Note: my RAID takes about 20 hours to synchronize an newly added 1TB disk to the same disk group, so it requires about 1 hour to write 50GB; very large files (especially collections of large files, including multiple versions) are usually not downloaded to an SSD but to hard disks or disk arrays, and for storing many versions of such big files, hard disks are typically mounted into RAID array. Even if the RAID array includes a frontal SSD cache, or a large frontal cache in DRAM backed by the local SSD, the DRAM or SSD caches will not help at all, as they're rapidly no longer used at all above some large volume of writes: you reach the maximum capacity of the slowest components, each individual hard disks, independantly of the topology of these disks in the storage cluster, all you can do to improve the speed is to increase the number of disk groups using independant disks and then stripe their total capacity; if the array includes mirroring or parity disks, the max performance for writes drops by about 30%, but if you double the number of volume groups, the performance grows by nearly 100%, as expected on a well-behaved array).

This bug in qBittorrent is clearly a bottleneck caused by excessive local I/O to disks that cannot support such massive volume of writes and be ready to do something else before a long time and not a bottleneck of the network.

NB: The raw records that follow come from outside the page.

PR #197, opened 2026-02-20
feat: expose wandb.init resume and id arguments in train_model

### LINKED ISSUE #129: Expose `wandb.init` argument `resume` to `neural-lam.train_model`
Wandb.init has a `resume` flag where you can continue existing experiments based on id: https://docs.wandb.ai/ref/python/init/. I find that quite useful, especially on HPC systems that crash often or have limited runtime for jobs.

This should require changes only in `train_model` and in `utils`.

Mani212005:
### Summary

This PR exposes the `resume` and `id` arguments from `wandb.init` through the `train_model` CLI.
This is particularly useful on HPC systems where jobs have limited runtimes or may crash
mid-training, allowing users to seamlessly continue an existing W&B run rather than starting a new one.

#### `train_model.py`

- Added `--wandb_resume` argument (`choices: allow | must | never | auto`) — passed directly to `wandb.init(resume=...)`.
- Added `--wandb_id` argument — passed directly to `wandb.init(id=...)` to target a specific existing run.
- Both arguments are grouped under a `# Wandb-specific settings` comment, consistent with the existing `# Logger Settings` grouping convention.

#### `utils.py`

- Forwarded `args.wandb_resume` and `args.wandb_id` to `pl.loggers.WandbLogger`.
- When `--wandb_id` is provided, `name` is set to `None` to preserve the existing run's display name in the W&B UI instead of overwriting it with a freshly generated one.

### Issue Link

Closes #129 

### Type of change

- [ ]    Bug fix (non-breaking change that fixes an issue)
- [x]   New feature (non-breaking change that adds functionality)
- [ ]   Breaking change (fix or feature that would cause existing functionality to not work as expected)
- [ ]    Documentation (Addition or improvements to documentation)

### Checklist before requesting a review

- [ ] I have updated the **README** to cover introduced code changes

### Checklist for reviewers

- [x] the code is readable
- [x] the code is well tested

### Author checklist after completed review

- [x] I have added a line to the CHANGELOG describing this change, in a section reflecting type of change (add section where missing):
  - `added` — when you have added new functionality
  - `changed` — when default behaviour of the code has been changed
  - `fixes` — when your contribution fixes a bug
  - `maintenance` — when your contribution relates to repo maintenance, e.g. CI/CD or documentation

### Checklist for assignee

- [x] the tests pass
- [x] author has added an entry to the changelog (and designated the change as `added`, `changed`, `fixed` or `maintenance`)
- [x] Once the PR is ready to be merged, squash commits and merge the PR.

### DIFF
--- a/CHANGELOG.md
+++ b/CHANGELOG.md
@@ -15,7 +15,7 @@ and this project adheres to [Semantic Versioning](https://semver.org/spec/v2.0.0
 
 - Changed the hardcoded True to a conditional check "persistent_workers=self.num_workers > 0" [\#235](https://github.com/mllam/neural-lam/pull/235) @santhil-cyber
 
-- `fractional_plot_bundle` now correctly multiplies by fraction instead of dividing 
+- `fractional_plot_bundle` now correctly multiplies by fraction instead of dividing
 [\#222](https://github.com/mllam/neural-lam/pull/222) @santhil-cyber
 
 ### Added


Mani212005:
Hello @joeloskarsson
 kindly please review the code. Let me know if there is any feedback. Thank you!

observingClouds:
Thank you for the PR @Mani212005. I think we do not need to expose the `--wandb_resume` to the CLI and can set `resume` always to `must` or `auto` whenever the `id` is given.

I am curious what @sadamov thinks about this

Mani212005:
@observingClouds Thank you for the Feed back. I agree with you that --wandb_resume should not be exposed to CLI. I can remove --wandb_resume from the CLI to keep things simple.  

I propose hardcoding [resume="allow"] whenever [--wandb_id] is given, What do you think about this?

sadamov:
@Mani212005 thanks for implementing this! I agree with @observingClouds that we don't need two extra flags, but the wandb_id is sufficient with mode "allow" for resume, which will:

If the user provides a run id:
- If that id already exists in the project, W&B resumes that run.
- If that id does not exist, W&B creates a new run with that id (no hard failure).
- If no id is provided, there is nothing specific to resume; a normal new run is created.

It would be good if you could also add a statement about the wandb resume behavior to the logger, so that the behavior is clearly visible.

I ran pre-commits and pytest on your branch and they look OK. Just rerun them after your changes.
Later, please update the CHANGELOG.md with the new feature you added.

This issue/PR introduces a new feature, but it has not been assigned to a milestone. So before we can merge the PR we need to discuss the appropriate milestone in the next dev-meeting (occuring monthly).

Mani212005:
@sadamov 
I have implemented all the requested changes : 
-->  Removed `--wandb_resume` flag --- Simplified to only `--wandb_id` argument.
-->  Auto-inferred `resume="allow"` --- When `--wandb_id` is provided
- If run ID exists → resumes that run
- If run ID doesn't exist → creates new run with that ID
- If no ID → normal new run (unchanged behavior)
--> Added logger statement --- Resume mode and run ID are now logged.
--> CHANGELOG.md updated --- Added feature entry with PR reference.
-->  Tests added
- 6 unit tests covering all cases
- Passing in ~4 seconds with `--noconftest`
 
Let me know if you think something should be done differently. Thank you!

CHANGELOG.md
```diff
@@ -7,6 +7,15 @@ and this project adheres to [Semantic Versioning](https://semver.org/spec/v2.0.0
 
 ## [unreleased](https://github.com/mllam/neural-lam/compare/v0.5.0...HEAD)
 
+### Added
+
+- Expose `--wandb_id` CLI argument to allow resuming an existing W&B run by
+  ID. When provided, `resume="allow"` is set automatically so the same job
+  script works for both the initial submission and all resubmissions, making
+  it suitable for HPC systems with limited job runtimes or that may crash.
+  [\#197](https://github.com/mllam/neural-lam/pull/197) @Mani212005
```
sadamov, line 27:
```suggestion
  script works for both the initial submission and all resubmissions,.
  [\#197](https://github.com/mllam/neural-lam/pull/197) @Mani212005
```

neural_lam/train_model.py
```diff
@@ -192,6 +192,18 @@ def main(input_args=None):
...
+    # Wandb-specific settings
+    parser.add_argument(
+        "--wandb_id",
+        type=str,
+        default=None,
+        help="Wandb run ID to use. If the run ID already exists in the "
+        "project, W&B resumes that run. If it does not exist, W&B creates "
+        "a new run with that ID. Useful on HPC systems with limited job "
+        "runtimes or that may crash, allowing training to be continued "
+        "across multiple job submissions.",
```
sadamov, line 205:
```suggestion
        "a new run with that ID. If the run ID is None a new job with random ID is submitted. This argument is ignored for any --logger that is not wandb.",
```

neural_lam/utils.py
```diff
@@ -351,10 +352,21 @@ def setup_training_logger(datastore, args, run_name):
     """
 
     if args.logger == "wandb":
-        logger = pl.loggers.WandbLogger(
+        # If a run id is given, use resume="allow": resumes the run if it
+        # already exists, otherwise creates a new run with that id.
+        # This makes it safe to reuse the same job script across the initial
+        # submission and all resubmissions on.
```
sadamov: please put these comments into the docstring of the function. there is also a typo the last "on" is dangling.

neural_lam/utils.py
```diff
@@ -351,10 +352,21 @@ def setup_training_logger(datastore, args, run_name):
...
+        wandb_resume = "allow" if args.wandb_id else None
+        loguru_logger.info(
+            f"Wandb resume mode: {wandb_resume!r} (id: {args.wandb_id!r})"
+        )
+        return pl.loggers.WandbLogger(
             project=args.logger_project,
-            name=run_name,
+            # When resuming by id, don't override the run's existing name
```
sadamov: put this into the docstring as well

neural_lam/utils.py
```diff
@@ -351,10 +352,21 @@ def setup_training_logger(datastore, args, run_name):
...
     if args.logger == "wandb":
-        logger = pl.loggers.WandbLogger(
+        # If a run id is given, use resume="allow": resumes the run if it
+        # already exists, otherwise creates a new run with that id.
+        # This makes it safe to reuse the same job script across the initial
+        # submission and all resubmissions on.
+        wandb_resume = "allow" if args.wandb_id else None
+        loguru_logger.info(
+            f"Wandb resume mode: {wandb_resume!r} (id: {args.wandb_id!r})"
+        )
```
sadamov, line 371: also add a warning when the user sets wandb_id but choses mlflow as logger

```python
    if args.wandb_id and args.logger != "wandb":
        loguru_logger.warning(
            f"--wandb_id is set but logger is {args.logger!r}; "
            "the wandb_id will have no effect."
        )
```

tests/test_wandb_resume.py
```diff
@@ -0,0 +1,95 @@
...
+    """With --wandb_id, name must be None to preserve the existing run name."""
+    from neural_lam.utils import setup_training_logger
+
+    args = _make_args(wandb_id="abc123")
+    datastore = MagicMock()
+    datastore._config = {}
+
+    setup_training_logger(datastore, args, run_name="my-run")
+
+    _, kwargs = mock_wandb.call_args
```
sadamov: These two tests can be combined as they share most of their setup.

tests/test_wandb_resume.py
```diff
@@ -0,0 +1,95 @@
...
+
+def _make_parser():
+    """Reconstruct only the logger-related args from train_model's parser,
+    so this test has no heavy imports and runs instantly."""
+    parser = ArgumentParser()
+    parser.add_argument("--logger", type=str, default="wandb")
+    parser.add_argument("--logger-project", type=str, default="neural_lam")
+    parser.add_argument("--logger_run_name", type=str, default=None)
+    parser.add_argument("--wandb_id", type=str, default=None)
+    return parser
```
sadamov: use the real parser here instead of a new mock one, like:

```python
def _parse_real(args_list):
    """Parse args through the real train_model parser."""
    from neural_lam.train_model import _build_arg_parser

    return _build_arg_parser().parse_args(args_list)
```

tests/test_wandb_resume.py
sadamov, line 1: add a new test that asserts wandb_id is ignored when logger is mlflow and the warning is emitted

Mani212005:
@sadamov 
I have implemented the suggestions and changed the code accordingly! Let me know what do you think about this

sadamov:
@Mani212005 please comment in #129 so that I can assign the issue to you

sadamov:
@Mani212005 I think this is looking good, but the PR is now touching two more general design choices where we need input from some people:

@observingClouds: should this feature be expanded to mlflow? and if so, I am usure if mlflow has a "resume=allow" logic. I did see however that their ids are much longer.

@joeloskarsson: I like the idea of splitting main from args creation and parsing. But not sure if we should hide such a big change inside this PR. @Mani212005 can you explain why you think the split is needed. I assume its related to the decorator you introduced for main?

Mani212005:
@sadamov yes, The split was needed specifically because of the @logger.catch decorator on  main. That decorator catches all exceptions including AssertionError and SystemExit  which makes it impossible to test argument parsing behaviour directly by calling  in a test .
 By extracting [_build_arg_parser()], the tests can import and call just the parser without going through [@logger.catch], so we can write clean unit tests like:
``` 
args = _build_arg_parser().parse_args(["--wandb_id", "abc123"])
assert args.wandb_id == "abc123" 
```

The split was just for making testing better and more convenient. Without the split, the only way to test would be to mock the decorator away or call the real CLI as a subprocess both are more fragile.  This was my thought process.

joeloskarsson:
I agree that it is a good change, and I understand your logic @Mani212005 . But I also agree with @sadamov that it feels like a large unrelated change in this PR. Even though I understand that it is introduced here so that a proper test can actually be written for this PR.

I think my preference, just to keep things structured, would be to not do this change here, but for now just mock the decorator away so that this change can be tested and merged. Then open a separate PR that is about improving argparse testing that makes this improvement.

Mani212005:
@sadamov I have done the required changes. have removed the decorator part. Will open a separate PR for the decorator as @joeloskarsson suggested. 
Thank you

Mani212005:
@sadamov Have implemented the suggested changes also fixed the rank state bug properly. Added the ` ensure_rank_zero ` fixture to `conftest.py` with `autouse=True ` as you suggested. Thanks! :)

sadamov:
@Mani212005 thanks again for this contribution! great work :rocket:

It is very easy to reproduce in fact and I don't understand you can't see that, unless in fact your internet access is really slow and you actually did not try to download a very large file with tens of gigabytes, like the OSM planet file.

See this RSS feed, updated with a new version of the OSM planet files added each week:

https://osm.cquest.org/torrents/rss.xml

Or the following magnet link for trackers of the last planet dump file (50.46 GB):

magnet:?xt=urn:btih:c69b14293048f1cca2f906d4caa9f52d793a7c96&dn=planet-200420.osm.pbf&tr=udp%3a%2f%2ftracker.opentrackr.org%3a1337%2fannounce&tr=udp%3a%2f%2ftracker.torrent.eu.org%3a451%2fannounce&tr=http%3a%2f%2ftracker.computel.fr%3a80%2fannounce&tr=http%3a%2f%2ftracker.cquest.org%3a6969%2fannounce&ws=https%3a%2f%2fftp.spline.de%2fpub%2fopenstreetmap%2fpbf%2fplanet-200420.osm.pbf&ws=https%3a%2f%2fftp5.gwdg.de%2fpub%2fmisc%2fopenstreetmap%2fplanet.openstreetmap.org%2fpbf%2fplanet-200420.osm.pbf&ws=https%3a%2f%2fftpmirror.your.org%2fpub%2fopenstreetmap%2fpbf%2fplanet-200420.osm.pbf&ws=https%3a%2f%2fplanet.openstreetmap.org%2fpbf%2fplanet-200420.osm.pbf&ws=https%3a%2f%2fplanet.passportcontrol.net%2fpbf%2fplanet-200420.osm.pbf

If I download the same file only sequentially from the same remote server by using HTTP, and not using a torrent to download it in random order (including the last fragment downloaded very early but commited to disk too early with the implicit initialization of the large volume before it), this delay disappears as because there's no initial huge volume of null sectors needlessly written, an I see an almost constant download speed at decent rate (however slower on average as there's a single source insteadf of multiple sources with torrents using them in parallel), but never any overlong time for 10 minutes or more with 0bit/s, then followed a forced disconnection by the remote source, like it occurs '''systematically''' from seeding peers for torrents (so this is also provably not a bottleneck somewhere in the routing via Internet).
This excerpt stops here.